What you are suggesting sounds like having a competition between pregnant women about who will give birth of a healthy baby first. I wouldn't call that parallelizable.
> > > Regarding the vertex buffer: what you described is the same as how I was interpreting
> > > it already (but probably not expressing clearly), so I agree :-)
> > >
> > > > I'll suggest that you submit triangles scattered around the whole
> > > > screen so that you don't have a single consistent submission pattern
> > > > that covers the entire screen.
> > >
> > > I've tried scattering small triangles with "x += 1.0 + sin(VertexID / 3); y -= 1.0
> > > + sin(1.7 * (VertexID / 3));" and the behaviour is essentially the same as before.
> > >
> > > If I set it to 21 floats per vertex, it first draws the first approximately 128 triangles: It
> > > starts by drawing all those triangles in order, clipped to the top-left 256x512 px region, then
> > > it moves onto the next region and draws them all again, etc, until it's filled the screen.

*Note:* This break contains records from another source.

PR #131, opened 2021-01-24
Add Things logbook plugin

liamcain:
https://github.com/liamcain/obsidian-things-logbook

This plugin will periodically fetch tasks from the [Things 3](https://culturedcode.com/things/) SQLite DB and insert them into their own section within your daily notes.

Note: The plugin is macOS-only (and requires Things to be installed) so I do an initial upfront check in `onload` for the platform.

### DIFF
--- a/community-plugins.json
+++ b/community-plugins.json
@@ -692,10 +692,18 @@
         "repo": "d-sauer/Obsidian-Min3ditorHotkeys-plugin"
     },
     {
-       "id":"obsidian-jsonifier",
-       "name":"JSONifier",
-       "author":"Kjell Connelly",
-       "description":"JSON.stringify() or JSON.parse() highlighted text and copy to clipboard.",
-       "repo":"KjellConnelly/obsidian-jsonifier"
+        "id":"obsidian-jsonifier",
+        "name":"JSONifier",
+        "author":"Kjell Connelly",
+        "description":"JSON.stringify() or JSON.parse() highlighted text and copy to clipboard.",
+        "repo":"KjellConnelly/obsidian-jsonifier"
+    },
+    {
+        "id": "things-logbook",
+        "name": "Things Logbook",
+        "author": "liamcain",
+        "description": "Sync your Things logbook with your daily notes",
+        "repo": "liamcain/obsidian-things-logbook",
+        "branch": "main"
     }
 ]
--- a/community-plugins.json
+++ b/community-plugins.json
@@ -692,11 +692,11 @@
         "repo": "d-sauer/Obsidian-Min3ditorHotkeys-plugin"
     },
     {
-        "id":"obsidian-jsonifier",
-        "name":"JSONifier",
-        "author":"Kjell Connelly",
-        "description":"JSON.stringify() or JSON.parse() highlighted text and copy to clipboard.",
-        "repo":"KjellConnelly/obsidian-jsonifier"
+        "id": "obsidian-jsonifier",
+        "name": "JSONifier",
+        "author": "Kjell Connelly",
+        "description": "JSON.stringify() or JSON.parse() highlighted text and copy to clipboard.",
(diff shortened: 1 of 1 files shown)


lishid:
https://github.com/liamcain/obsidian-things-logbook/blob/ebb33cac248fa9da72c22509d5b7dc6b68eaab21/src/index.ts#L119

Probably best to do this serially instead of all in parallel?

https://github.com/liamcain/obsidian-things-logbook/blob/ebb33cac248fa9da72c22509d5b7dc6b68eaab21/src/index.ts#L206

Look into the new way to load options with Object.assign() in the sample plugin - it helps setting the defaults better.

https://github.com/liamcain/obsidian-things-logbook/blob/ebb33cac248fa9da72c22509d5b7dc6b68eaab21/src/index.ts#L202

An easy way to make sure you don't schedule multiple times is to cancelTimeout right before setting the new one :)

lishid:
[Very interesting string haha](https://github.com/liamcain/obsidian-things-logbook/blob/ebb33cac248fa9da72c22509d5b7dc6b68eaab21/src/constants.ts#L2). Great work nonetheless!

liamcain:
Thanks for the Code Review! Will have some fixes soon.
> Probably best to do this serially instead of all in parallel?

Agreed serial makes more sense than parallel here 👍 

> Look into the new way to load options with Object.assign() in the sample plugin - it helps setting the defaults better.

Two things here

1. I think you might want to update the `sample-plugin` to use the following instead
```
this.settings = Object.assign({}, DEFAULT_SETTINGS, await this.loadData())
```  

As it is now, loading data will mutate the DEFAULT_SETTINGS object which might lead to unexpected results.

2. I didn't do it that way on purpose. I didn't want to save the defaults as user settings unless they specifically overrode them. But actually for this plugin, that might not make the most sense since I don't want to change the default on someone and break their sync... Okay, I'll fix that.

lishid:
> As it is now, loading data will mutate the DEFAULT_SETTINGS object which might lead to unexpected results.

Makes sense, good catch!

lishid:
I've updated the sample plugin. Thanks again.

Let me know when you're ready to have the PR merged.

liamcain:
Okay, just cut a [new release](https://github.com/liamcain/obsidian-things-logbook/commit/f7c4a3b4911d5e4bae5daa63ed331b36d4d35320) with the fixes you suggested (plus some other improvements to the settings UX).

Thanks again for the code review, should be good to go now!

community-plugins.json
```diff
@@ -692,10 +692,18 @@
         "repo": "d-sauer/Obsidian-Min3ditorHotkeys-plugin"
     },
     {
-       "id":"obsidian-jsonifier",
-       "name":"JSONifier",
-       "author":"Kjell Connelly",
-       "description":"JSON.stringify() or JSON.parse() highlighted text and copy to clipboard.",
-       "repo":"KjellConnelly/obsidian-jsonifier"
+        "id": "obsidian-jsonifier",
```
liamcain, line 695: This entry was indented with 3 spaces, just added an extra space before the keys. And another space between the keys and values.

lishid:
Almost there 😆 

https://github.com/liamcain/obsidian-things-logbook/blob/7bc57712a5166202d2ee50073b574e2cdad7f8a1/src/index.ts#L138

This is running it in parallel, so you'll actually be seeing `Things Logbook sync complete` before the sync is actually done.

Maybe just iterate the object with `for...in...hasOwnProperty` instead?

liamcain:
aah, great catch! I was assuming it was out of order because of a delay in the FSWatcher but that doesn't make sense since I'm reading the files via the Vault 🤦

Just updated it with `for...of` [here](https://github.com/liamcain/obsidian-things-logbook/commit/38d3fb76627655b562617bcb0405f61301450b1d).

PR #133, opened 2021-01-25
add "Shortcuts for starred files" plugin.

Vinzent03:
I don't know it it is the best way to acces the starred files, but it works.
(https://github.com/Vinzent03/obsidian-shortcuts-for-starred-files)


lishid:
That'll work, but don't forget starred could be a query instead of a file.

Vinzent03:
Thanks for the tip. Added a catch for that.

PR #136, opened 2021-01-27
Adding Obsidian Query Language plugin

jplattel:
@lishid this is the new pull-request which is properly formatted


lishid:
Thanks!

PR #137, opened 2021-01-28
Added my Markdown WYSIWYG Editor Plugin

Reocin:


lishid:
Pretty cool!

If I understand this correctly, it adds a GUI and a command way of inserting markups for markdown, is that right?
I was just a little confused that it's named "WYSIWYG Editor" because normally WYSIWYG stands for "what you see is what you get", which typically refers to the rendering engine to not show any markup of the language.
Maybe consider renaming the plugin to avoid the confusion?

You also forgot your github user name in the repo string in the PR.

https://github.com/Reocin/obsidian-markdown-wysiwyg-editor-plugin/blob/80d179b787426a2ca16fe086728483f60f434b1c/src/main.ts#L62
I suggest adding a call here to `Workspace.iterateCodeMirrors` to unhook the `cm.on('keyup')` you added earlier, to properly cleanup when unloading. Make sure you're passing the reference to the original function you registered with keyup!

Reocin:
Hello Lishid
Thanks for you replay. Yes you are right. It has a command way an so i should really rename it. At the beginning it wasn't the plan to add this function, but as always plans are changing XD.
I changed the name of the plugin to Markdown-Editor. Its general so it has also potential to grow in future. Is that good for you ?
I already add the unhook function thanks for your input.
regards
Daniel

lishid:
I'll close this and we'll move forward on your new PR #138

PR #138, opened 2021-01-28
Added my new Plugin Markdown Editor (renamed version)

Reocin:
As you suggested i renamed my plugin to Markdown Editor. This time my username (Reocin) should be in the repo.

regards
Reocin

### DIFF
--- a/community-plugins.json
+++ b/community-plugins.json
@@ -734,5 +734,13 @@
         "description": "This plugin allows you to query notes and represent data within Obsidian",
         "repo": "jplattel/obsidian-query-language",
         "branch": "main"
+    },
+    {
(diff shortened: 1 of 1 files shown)


lishid:
Your PR is fine and I see you addressed the suggestions, great work!

I'm still concerned about the name right now, since "markdown editor" still sounds way too vague for an average user.

Think of it from this perspective: When a user is looking at the list of plugins, and they see "markdown editor", they would be super confused since Obsidian is a markdown editor, why is there a markdown editor plugin?

Ideally you should name it something that makes it obvious what the plugin does - something like markdown-formatting-shortcuts would be much better, but feel free to spend some of your creativity with the name 😄

PR #140, opened 2021-01-31
Removes YAML front matter template plugin

m-orfanos:
The plugin isn't currently not working in the latest build (I can't even get it to run...). I don't have time right now to fix the issue, it will have to wait at least another 2-3 weeks. I'd rather remove it from the list until then so it doesn't affect anyone. Sorry for the trouble.

### DIFF
--- a/community-plugins.json
+++ b/community-plugins.json
@@ -555,14 +555,6 @@
         "branch": "master"
     },
     {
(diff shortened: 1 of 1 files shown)


lishid:
Sounds good.

PR #142, opened 2021-01-31
added Better PDF plugin

MSzturc:


lishid:
https://github.com/MSzturc/obsidian-better-pdf-plugin/blob/ea50255f5994f08a2f50ecb85e2075b7c3d53af0/main.ts#L126
Given you aren't unloading anything, you won't need to make a child to manage the lifecycle of this.

Just inline the entire PDF rendering code in your post processor should be fine.

One thing to make sure though:
[Here you're calling a callback which splits the async function](https://github.com/MSzturc/obsidian-better-pdf-plugin/blob/ea50255f5994f08a2f50ecb85e2075b7c3d53af0/main.ts#L143). You should instead use `for (let node of nodes)` to ensure your async function is continuous. [Same here, make this an `await`](https://github.com/MSzturc/obsidian-better-pdf-plugin/blob/ea50255f5994f08a2f50ecb85e2075b7c3d53af0/main.ts#L78).

MSzturc:
Thank you for your constructive feedback. I tried to include all the comments in the code. Please look over it again, you may find further points that need to be improved.

lishid:
That's a good step yeah.

I was probably unclear in my last comment:
I think you should just remove the class `PDFRenderNode` and move everything from its `onload()` inside your post-processor, replacing [this line](https://github.com/MSzturc/obsidian-better-pdf-plugin/blob/b2e20828a16398476f9fd67f8f761fb114cf488c/main.ts#L149).

MSzturc:
I've removed PDFRenderNode class and refactored parameterReading into separate method. Please look over it again.

lishid:
Looks great! Let's get this merged. Seems like there's a conflict so you might have to rebase your PR or send it fresh again.

MSzturc:
All conflicts are now resolved. Feel free to merge my PR

PR #143, opened 2021-02-01
Add obsidian-dataview

blacksmithgu:
Adds the obsidian dataview plugin.

### DIFF
--- a/community-plugins.json
+++ b/community-plugins.json
@@ -757,5 +757,12 @@
         "author": "MSzturc",
         "description": "Insert, scale, rotate and cut-out pdf pages into your notes",
         "repo": "MSzturc/obsidian-better-pdf-plugin"
+    },
+    {
+        "id": "dataview",
+        "name": "Dataview",
+        "author": "Michael Brenan",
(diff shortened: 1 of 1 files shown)


lishid:
Impressive work!

Just some small suggestions:

https://github.com/blacksmithgu/obsidian-dataview/blob/4e0e2246ca850ec60d7aff0239535cbacdea7e38/src/main.ts#L27
You'll want to test `Workspace.layoutReady` first - if you enable your plugin after the workspace was ready, your callback will never be fired.

Given that [you could be waiting indefinitely here](https://github.com/blacksmithgu/obsidian-dataview/blob/4e0e2246ca850ec60d7aff0239535cbacdea7e38/src/main.ts#L56) if something goes wrong, you should probably group the whole code of your post processor inside a `MarkdownRenderChild` so that in `onunload` you can set some variable to stop your infinite timeouts.

blacksmithgu:
Thanks for the feedback - I went ahead and fixed both issues and published a new release with them. Also fixed the merge conflict.

lishid:
Great, merged!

Then
> > > it starts again with the next ~128 triangles in the top-left region and repeats.
> > >
> > > If I set it to 17-20 floats per vertex, it's similar but draws ~256 triangles in each iteration.
> > >
> > > If I set it to 16 floats per vertex, it's similar but draws ~384 triangles in each iteration.
> > >
> > > The numbers don't match up exactly, but I think that indicates there's an approximately 64KB buffer
> > > for vertex-shaded primitives. Once that buffer is nearly full (or at the end of a draw call), the
> > > rasteriser starts processing all the triangles in that buffer (multiple times, once per 256x512 region),
> > > and when it's finished it waits for another 64KB of data before starting the next pass.
> > >
> > > (Those numbers are from code that puts unique values in every vertex output. If there
> > > are duplicate values then it draws more triangles in each pass, so I believe the
> > > buffer contains compressed data, which makes it more confusing to analyse.)
> > >
> > > The hypothesised 0.5MB tile cache/buffer/etc comes from
> > > those 256x512 regions (at 32bpp, no MSAA, no depth):
> > > it's reading and writing the framebuffer in those regions many times as it iterates over the few hundred
> > > triangles, but it's careful not to access two regions at
> > > once, which makes sense if they have 0.5MB of dedicated
> > > memory for it (though I suppose it could still make sense if it's just sharing L2 or something).
> >
> > Welcome to the world of black box reverse engineering. This is just the kind
> > of stuff we had to do to figure out in order to write the Nouveau driver.
> >
> > While you're at it take a look at the machine code being sent to the GPU, figure out all the
> > MMIO locations, caches, registers et cetera, and put sensible human readable assembler tags
> > on the machine code. Meanwhile you'll have thousands of people whining at you that you're taking
> > too long, or that it will never be as fast as the closed binary driver. The Slashdot crowd might
> > even take up a funding campaign, as if money can help you figure out things faster.
> >
> > Laugh, I'm trying be funny behind the bitterness.
>
> Its parallerisable work with high minimum skill level, while little amount of money will not
> help, amount that could get more high skilled individuals spend more time on it should help
> as long as it's enough to over come effect it has on volunteers who don't get paid.
> Or maybe even splitting work to small competitions where first one
> to get verifiable results on X gets the price money if they want.
What you are suggesting sounds like having a competition between pregnant women about who will give birth of a healthy baby first. I wouldn't call that parallelizable.